The data Start Marker

PR #343, opened 2025-06-28
Remove deprecated `Temporal.configuration` function

### LINKED ISSUE #143: Deprecation message spam

aguynamedben:
Fixes #143. For a few years there has been a noise `warn` message telling people to not use the function Temporal.configuration, but this function was still used internall in temporal-ruby.

The options were:
a) Remove the logger warn message, as whoever in the past had planned to deprecate access via `Temporal.configuration` never followed up. I don't know why they were trying to remove this method of accessing it. b) **[CHOSEN OPTION]** Raise the `config` function from `private` to be accessible externally. I don't see why this wouldn't be okay.

I ran the tests per the instructions and I get the same amount of test passes, without the noisy deprecation warnings.

I don't know the full history that led to this being half-deprecated, but this seems like a fine way to clean it up.

## Before
image

## After
image

## Breaking Change

CHANGELOG.md should have:

* **Breaking change:** `Temporal.configuration` was removed and replace by `Temporal.config`. If you previously relied on `Temporal.configuration` just update the reference to `Temporal.config`.

Also if this Gem is still doing any versioning, it's a MAJOR patch (i.e. first digit) because if removes a public-facing API, i.e. `Temporal.configuration`. If we don't want to create a breaking change, I recommend Option A above, just remove the annoying log message and let the method live on into the future.

### DIFF
--- a/lib/temporal.rb
+++ b/lib/temporal.rb
@@ -56,9 +56,8 @@ module Temporal
       @default_client = nil
     end
 
-    def configuration
-      warn '[DEPRECATION] This method is now deprecated without a substitution'
-      config
+    def config
+      @config ||= Configuration.new
     end
 
     def logger
@@ -75,9 +74,6 @@ module Temporal
       @default_client ||= Client.new(config)
     end
 
-    def config
-      @config ||= Configuration.new
-    end
 
   end
 end
--- a/lib/temporal/testing/local_workflow_context.rb
+++ b/lib/temporal/testing/local_workflow_context.rb
@@ -12,7 +12,7 @@ module Temporal
     class LocalWorkflowContext
       attr_reader :metadata, :config
 
-      def initialize(execution, workflow_id, run_id, disabled_releases, metadata, config = Temporal.configuration)
+      def initialize(execution, workflow_id, run_id, disabled_releases, metadata, config = Temporal.config)
         @last_event_id = 0
         @execution = execution
         @run_id = run_id
--- a/lib/temporal/testing/replay_tester.rb
+++ b/lib/temporal/testing/replay_tester.rb
@@ -12,7 +12,7 @@ module Temporal
     end
 
     class ReplayTester
-      def initialize(config: Temporal.configuration)
+      def initialize(config: Temporal.config)
         @config = config
       end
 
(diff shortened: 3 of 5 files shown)


lib/temporal.rb
```diff
@@ -75,9 +74,6 @@ def default_client
       @default_client ||= Client.new(config)
     end
 
-    def config
-      @config ||= Configuration.new
-    end
```
aguynamedben, line 80: Not removed, hoisted out of `private` ⬆️

aguynamedben:
Bump! @cj-cb

lib/temporal.rb
```diff
@@ -56,9 +56,8 @@ def configure(&block)
       @default_client = nil
     end
 
-    def configuration
-      warn '[DEPRECATION] This method is now deprecated without a substitution'
-      config
+    def config
+      @config ||= Configuration.new
     end
```
flavio-pego-smartfit: We have to figure out the history and motivation for `configuration` to be flagged as deprecated.

If you _hoist_ `config` from private, but still leave `configuration` here, it wont break other people's codes, right?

The data End Marker

• _What the task requires_: From the data above, output exactly the lines between the one containing "Also if this" and the one containing "aguynamedben, line 80: Not", counting both of them.

• _Response for this exercise_:
Also if this Gem is still doing any versioning, it's a MAJOR patch (i.e. first digit) because if removes a public-facing API, i.e. `Temporal.configuration`. If we don't want to create a breaking change, I recommend Option A above, just remove the annoying log message and let the method live on into the future.

### DIFF
--- a/lib/temporal.rb
+++ b/lib/temporal.rb
@@ -56,9 +56,8 @@ module Temporal
       @default_client = nil
     end
 
-    def configuration
-      warn '[DEPRECATION] This method is now deprecated without a substitution'
-      config
+    def config
+      @config ||= Configuration.new
     end
 
     def logger
@@ -75,9 +74,6 @@ module Temporal
       @default_client ||= Client.new(config)
     end
 
-    def config
-      @config ||= Configuration.new
-    end
 
   end
 end
--- a/lib/temporal/testing/local_workflow_context.rb
+++ b/lib/temporal/testing/local_workflow_context.rb
@@ -12,7 +12,7 @@ module Temporal
     class LocalWorkflowContext
       attr_reader :metadata, :config
 
-      def initialize(execution, workflow_id, run_id, disabled_releases, metadata, config = Temporal.configuration)
+      def initialize(execution, workflow_id, run_id, disabled_releases, metadata, config = Temporal.config)
         @last_event_id = 0
         @execution = execution
         @run_id = run_id
--- a/lib/temporal/testing/replay_tester.rb
+++ b/lib/temporal/testing/replay_tester.rb
@@ -12,7 +12,7 @@ module Temporal
     end
 
     class ReplayTester
-      def initialize(config: Temporal.configuration)
+      def initialize(config: Temporal.config)
         @config = config
       end
 
(diff shortened: 3 of 5 files shown)


lib/temporal.rb
```diff
@@ -75,9 +74,6 @@ def default_client
       @default_client ||= Client.new(config)
     end
 
-    def config
-      @config ||= Configuration.new
-    end
```
aguynamedben, line 80: Not removed, hoisted out of `private` ⬆️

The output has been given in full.